- Your objective -
Copy out all lines of the records in which the word "immediately" appears.

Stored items
━━━━━━━━━━

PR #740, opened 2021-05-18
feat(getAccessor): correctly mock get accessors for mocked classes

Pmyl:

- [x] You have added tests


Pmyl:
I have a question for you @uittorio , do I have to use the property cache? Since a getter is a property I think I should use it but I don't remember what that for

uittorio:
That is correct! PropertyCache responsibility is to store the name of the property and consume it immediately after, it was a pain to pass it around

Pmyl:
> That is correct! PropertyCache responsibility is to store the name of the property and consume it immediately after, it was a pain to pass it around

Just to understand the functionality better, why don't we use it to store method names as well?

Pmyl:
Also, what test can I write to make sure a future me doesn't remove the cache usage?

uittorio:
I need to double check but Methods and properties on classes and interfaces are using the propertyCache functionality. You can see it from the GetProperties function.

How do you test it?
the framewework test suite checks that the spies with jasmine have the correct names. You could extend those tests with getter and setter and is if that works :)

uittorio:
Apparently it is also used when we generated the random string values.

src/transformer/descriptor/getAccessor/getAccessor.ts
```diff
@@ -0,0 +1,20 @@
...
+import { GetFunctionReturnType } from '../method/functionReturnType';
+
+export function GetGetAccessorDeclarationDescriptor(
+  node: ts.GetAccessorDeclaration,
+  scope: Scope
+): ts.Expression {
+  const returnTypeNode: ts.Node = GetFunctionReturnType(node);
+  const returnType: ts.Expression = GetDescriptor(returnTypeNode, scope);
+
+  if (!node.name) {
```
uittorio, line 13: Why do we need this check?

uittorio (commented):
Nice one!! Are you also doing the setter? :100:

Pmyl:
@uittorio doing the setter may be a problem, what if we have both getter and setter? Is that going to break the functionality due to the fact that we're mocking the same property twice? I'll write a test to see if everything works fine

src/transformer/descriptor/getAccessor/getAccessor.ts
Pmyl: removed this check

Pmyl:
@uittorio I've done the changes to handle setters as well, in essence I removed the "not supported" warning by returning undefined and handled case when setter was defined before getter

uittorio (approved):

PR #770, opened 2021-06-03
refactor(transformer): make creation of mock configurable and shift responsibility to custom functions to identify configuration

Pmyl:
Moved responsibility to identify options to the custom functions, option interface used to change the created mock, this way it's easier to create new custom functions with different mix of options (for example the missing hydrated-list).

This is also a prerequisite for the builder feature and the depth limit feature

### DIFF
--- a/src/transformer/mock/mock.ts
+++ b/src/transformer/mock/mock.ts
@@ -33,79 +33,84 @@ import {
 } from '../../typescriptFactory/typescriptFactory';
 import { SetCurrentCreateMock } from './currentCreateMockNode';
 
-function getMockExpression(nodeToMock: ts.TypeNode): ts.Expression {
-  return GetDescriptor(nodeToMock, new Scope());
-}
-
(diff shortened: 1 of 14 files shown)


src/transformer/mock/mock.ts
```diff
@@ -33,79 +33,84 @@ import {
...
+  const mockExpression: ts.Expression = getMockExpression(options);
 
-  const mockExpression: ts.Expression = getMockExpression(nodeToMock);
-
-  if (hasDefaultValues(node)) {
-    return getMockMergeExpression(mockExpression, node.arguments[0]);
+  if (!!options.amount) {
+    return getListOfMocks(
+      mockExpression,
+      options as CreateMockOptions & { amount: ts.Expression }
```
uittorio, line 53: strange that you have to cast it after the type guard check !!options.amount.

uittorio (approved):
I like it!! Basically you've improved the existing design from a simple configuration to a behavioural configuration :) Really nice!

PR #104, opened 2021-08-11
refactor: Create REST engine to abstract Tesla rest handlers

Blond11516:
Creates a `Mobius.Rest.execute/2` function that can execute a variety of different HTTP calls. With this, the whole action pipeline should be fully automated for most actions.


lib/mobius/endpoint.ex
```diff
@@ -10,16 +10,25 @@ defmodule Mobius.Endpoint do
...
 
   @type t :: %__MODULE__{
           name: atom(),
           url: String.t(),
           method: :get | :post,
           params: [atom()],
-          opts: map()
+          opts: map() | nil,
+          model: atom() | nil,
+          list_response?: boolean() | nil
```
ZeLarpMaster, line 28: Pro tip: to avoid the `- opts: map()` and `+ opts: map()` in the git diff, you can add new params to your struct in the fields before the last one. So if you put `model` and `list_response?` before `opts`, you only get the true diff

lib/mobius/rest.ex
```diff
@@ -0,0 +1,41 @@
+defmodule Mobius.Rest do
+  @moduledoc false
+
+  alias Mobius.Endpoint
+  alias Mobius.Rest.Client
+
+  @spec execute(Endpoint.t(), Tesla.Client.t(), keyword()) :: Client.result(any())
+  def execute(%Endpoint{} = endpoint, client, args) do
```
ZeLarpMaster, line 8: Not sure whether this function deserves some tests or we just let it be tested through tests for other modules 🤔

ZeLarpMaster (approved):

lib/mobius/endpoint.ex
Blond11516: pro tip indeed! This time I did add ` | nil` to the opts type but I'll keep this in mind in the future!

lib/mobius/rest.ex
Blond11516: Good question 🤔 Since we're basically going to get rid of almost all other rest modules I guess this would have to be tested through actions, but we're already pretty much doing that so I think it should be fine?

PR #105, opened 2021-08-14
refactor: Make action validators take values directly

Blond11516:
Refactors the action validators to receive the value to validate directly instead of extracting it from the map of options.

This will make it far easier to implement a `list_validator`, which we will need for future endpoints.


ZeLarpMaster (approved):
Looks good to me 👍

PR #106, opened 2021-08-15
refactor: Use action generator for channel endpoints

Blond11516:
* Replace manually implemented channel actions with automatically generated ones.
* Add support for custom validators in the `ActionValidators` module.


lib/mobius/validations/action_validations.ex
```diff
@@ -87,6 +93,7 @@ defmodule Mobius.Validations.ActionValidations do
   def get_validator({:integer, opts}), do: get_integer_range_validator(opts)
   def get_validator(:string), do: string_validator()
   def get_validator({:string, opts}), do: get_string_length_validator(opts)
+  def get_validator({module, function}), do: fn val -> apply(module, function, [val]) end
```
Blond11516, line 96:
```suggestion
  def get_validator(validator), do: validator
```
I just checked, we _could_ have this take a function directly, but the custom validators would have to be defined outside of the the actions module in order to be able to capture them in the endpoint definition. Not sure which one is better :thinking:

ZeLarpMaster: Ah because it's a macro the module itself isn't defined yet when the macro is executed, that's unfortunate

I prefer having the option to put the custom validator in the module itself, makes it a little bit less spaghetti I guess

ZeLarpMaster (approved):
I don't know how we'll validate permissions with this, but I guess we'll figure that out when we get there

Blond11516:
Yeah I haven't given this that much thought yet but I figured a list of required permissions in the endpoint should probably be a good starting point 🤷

━━━━━━━━━━

- Exercise answer -
That is correct! PropertyCache responsibility is to store the name of the property and consume it immediately after, it was a pain to pass it around
> That is correct! PropertyCache responsibility is to store the name of the property and consume it immediately after, it was a pain to pass it around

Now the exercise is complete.